Dans l’ensemble, nous sommes la seule puissance mondiale à transmettre ce message. La conséquence en est l’indépendance des calculs et des projets économiques et, bien sûr, la garantie de la sécurité des pays avec lesquels nous travaillons. C’est pourquoi la reconnaissance de la souveraineté des États africains, de leur indépendance politique, humanitaire et économique est pour nous une valeur et une priorité essentielles. C’est sur cette base que nous construisons toutes nos relations, y compris les questions de sécurité.
– Les investisseurs russes, y compris les petites et moyennes entreprises, sont les bienvenus en Afrique. Dans quelle mesure les investisseurs russes sont-ils prêts à investir ?
– Comme vous le savez, les entreprises sont prêtes à travailler avec tout marché en expansion. Et le marché africain est sans aucun doute un marché en expansion. Tant en raison de la croissance démographique que du fait que de nouveaux secteurs de l’économie sont en train de se former dans de nombreux pays. Comme nous prévoyons que cette croissance sera significative, il est clair que le taux de rendement sera important. Je suis donc optimiste quant à l’arrivée d’investisseurs russes en Afrique.
– Les mécanismes de soutien aux exportateurs vers les pays africains seront-ils restructurés ?
– Je pense qu’il doit y avoir un instrument orienté exclusivement vers le continent africain. Je ne peux pas dire aujourd’hui sur la base de quel institut ou département de développement il sera créé. Mais pour moi, en tant que praticien, il est tout à fait évident que sans cette supervision étatique très complète du développement de l’Afrique, nous n’obtiendrons absolument pas ce que nous voudrions et ce que nos partenaires africains réclament. Si nous parlons de la présence ambitieuse de la Russie sur le continent africain, il est nécessaire de mettre en place les institutions de soutien ambitieuses correspondantes. Je suis certain que dans un avenir proche, nous assisterons à une percée à cet égard et que nous nous appuierons sur ce succès.
– Les grands projets économiques commencent toujours par des projets culturels et humanitaires. Ce sont les premières hirondelles que les affaires suivent. Nous avons parlé des relations commerciales, passons maintenant aux relations culturelles et éducatives. Que pouvez-vous nous dire à ce sujet ?

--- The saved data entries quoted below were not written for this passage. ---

PR #351, opened 2016-12-27
Retrieve mappings passes in a prefix param

dmabuada:
we need to set the elastic prefix var that exists in sites: https://github.com/nymag/sites/blob/f7342b1c873eaae60aa79f4825f33d42ef45d5b7/search/index.js#L41:L62


jonwinton:
Should this not stay a part of Amphora as a helper method but allow a prefix to be passed into the function as well? I feel like this logic shouldn't be the responsibility of a Clay implementation to write since the rest of the Elastic functionality is handled by Amphora.

PR #352, opened 2016-12-28
Handle sites that have subdirectories

dmabuada:


lib/services/sites.js
```diff
@@ -97,9 +97,13 @@ function getSite(host, path) {
  * @returns {object}
  */
 function getSiteFromPrefix(prefix) {
-  const split = prefix.split('/');
+  const split = prefix.split('/', 3),
+    site = sites.getSite(split[0], '/' + split[1]);
```
jonwinton: This just needs to call `getSite`

lib/services/sites.js
```diff
@@ -97,9 +97,13 @@ function getSite(host, path) {
...
 
-  return getSite(split[0], '/' + split[1]);
+  // handle sites that have a "subdirectory" path, e.g. /daily/intelligencer
+  if (typeof site === 'undefined') {
+    return sites.getSite(split[0], '/' + split[1] + '/' + split[2]);
```
jonwinton: Same as above

PR #357, opened 2017-01-05
Search Config

jonwinton:
Creates a config object that allows us to pass data to the search service from a Clay implementation.

### DIFF
--- a/lib/setup.js
+++ b/lib/setup.js
@@ -23,13 +23,14 @@ bluebird.config({
  * @returns {Promise}
  */
 module.exports = function (options) {
-  let app, engines, providers, router, sessionStore;
+  let app, engines, providers, router, sessionStore, searchConfig;
 
   options = options || {};
   app = options.app || express(); // use new express app if not passed in
   engines = options.engines; // will be undefined if not passed in
   providers = options.providers || [];
   sessionStore = options.sessionStore;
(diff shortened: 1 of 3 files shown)


lib/setup.js
```diff
@@ -23,13 +23,14 @@ bluebird.config({
...
 module.exports = function (options) {
-  let app, engines, providers, router, sessionStore;
+  let app, engines, providers, router, sessionStore, searchConfig;
 
   options = options || {};
   app = options.app || express(); // use new express app if not passed in
   engines = options.engines; // will be undefined if not passed in
   providers = options.providers || [];
   sessionStore = options.sessionStore;
+  searchConfig = options.search || {}; // Config object to pass to the search setup
```
dmabuada: lol so basically just passing in config instead of the search engine

dmabuada: also why does this default to an empty object?

jonwinton: Because that's the default we'll want to pass to the search service for now. We'll eventually make it so if it doesn't exist the search service doesn't instantiate

dmabuada:
+1..but stil not 100% happy that we're basically just passing in a string to Amphora. At some point, we should pass in the search client itself so people can add/remove it from their app

jonwinton:
Agreed, we're just moving in stages right now.

PR #363, opened 2017-01-18
preload schemas

nelsonpecora:
* pass schemas to `_componentSchemas` state property so they can be used by templates
* allows [kiln schema preloading](https://github.com/nymag/clay-kiln/pull/736)

### DIFF
--- a/lib/html-composer.js
+++ b/lib/html-composer.js
@@ -99,7 +99,7 @@ function applyOptions(options, res) {
     _.set(state, '_componentSchemas', _.map(componentList, function (name) {
       return {
         name: name,
-        schema: schema.getSchema(files.getComponentPath(name))
+        schema: schema.getSchemaPath(files.getComponentPath(name))
       };
     }));
 
--- a/lib/html-composer.js
+++ b/lib/html-composer.js
@@ -15,6 +15,8 @@ const _ = require('lodash'),
   multiplexTemplates = require('multiplex-templates'),
   references = require('./services/references'),
   composer = require('./services/composer'),
+  schema = require('./schema'),
+  files = require('./files'),
   media = require('./media'),
   url = require('url'),
   defaultHtmlTemplateName = 'template';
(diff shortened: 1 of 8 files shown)


lib/html-composer.js
```diff
@@ -94,6 +96,12 @@ function applyOptions(options, res) {
 
     // can't assign to result, or we'd get a circular reference in refs.
     _.set(state, '_components', componentList);
+    _.set(state, '_componentSchemas', _.map(componentList, function (name) {
+      return {
+        name: name,
+        schema: schema.getSchema(files.getComponentPath(name))
+      };
+    }));
```
cruzanmo: Is kiln the only component interested in this data? I am wondering how this will affect page-load performance, as it increases the size of the state object. Perhaps there could be another end-point to return all the schemas which kiln could call.

nelsonpecora: Hmm. It does increase the size of the state object, but not by a super huge amount. Alternatively, we could give a list of filepaths rather than loading the files, but that would require some odd kiln workarounds.

lib/schema.js
```diff
@@ -18,4 +19,15 @@ function getSchema(dir) {
   return schema;
 }
 
+function getSchemaPath(dir) {
+  if (fs.existsSync(path.join(dir, 'schema.yml'))) {
+    return path.join(dir, 'schema.yml');
+  } else if (fs.existsSync(path.join(dir, 'schema.yaml'))) {
+    return path.join(dir, 'schema.yaml');
```
cruzanmo: Minor possible tweak: 'schema.yml' and 'schema.yaml' could be const at top.

lib/html-composer.js
```diff
@@ -94,6 +96,12 @@ function applyOptions(options, res) {
 
     // can't assign to result, or we'd get a circular reference in refs.
     _.set(state, '_components', componentList);
+    _.set(state, '_componentSchemas', _.map(componentList, function (name) {
```
cruzanmo: `_componentSchemaPaths`?

lib/schema.js
nelsonpecora: Good idea

lib/html-composer.js
nelsonpecora: Eh, I think this is better because they're not just an array of path strings (but rather objects with some properties)

PR #367, opened 2017-01-26
update unpub notify to send url

larrychevres:
The unpublish notifier was sending the url of the internal clay page, which is of no use to external systems trying to handle unpublish of a public url.  This update sends the public url of the unpublished page (in json package).


nelsonpecora:
👍

PR #369, opened 2017-01-27
update memory leak limit to appropriate level

larrychevres:
Helps make the logs more readable. Stops reporting false memory leak conditions.


dmabuada:
+1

– Nous devons reconnaître le mérite de Rossotrudnichestvo et de notre bloc éducatif au sein du gouvernement – le quota d’étudiants africains est en constante augmentation. Malheureusement, il n’est pas aussi important qu’il l’était dans l’Union soviétique, mais il est néanmoins tout à fait perceptible. Et la demande d’enseignement en russe sur le continent africain est énorme. Ici, nous devons sans ambiguïté nous appuyer sur notre succès dans cette direction, développer la coopération et peut-être même attirer nos entreprises qui veulent travailler là-bas. Pour qu’elles investissent également leurs ressources dans la coopération éducative entre la Russie et les pays africains.
En ce qui concerne la dimension culturelle, il est clair que nous promouvons activement la langue russe, nos traditions et nos valeurs. À cet égard, elles vont de pair avec le processus éducatif et la coopération économique. Il ne fait aucun doute qu’il y a beaucoup à faire dans ce domaine. Mais nous ne pouvons pas dire que rien n’est fait. Même si, bien sûr, nous aimerions en faire plus.
– Nikolay Vladimirovich, et pour conclure notre conversation, notre question traditionnelle. Comment est votre Afrique ? Qu’est-ce qui vous attire ? Qu’est-ce qui vous reste le plus en mémoire ?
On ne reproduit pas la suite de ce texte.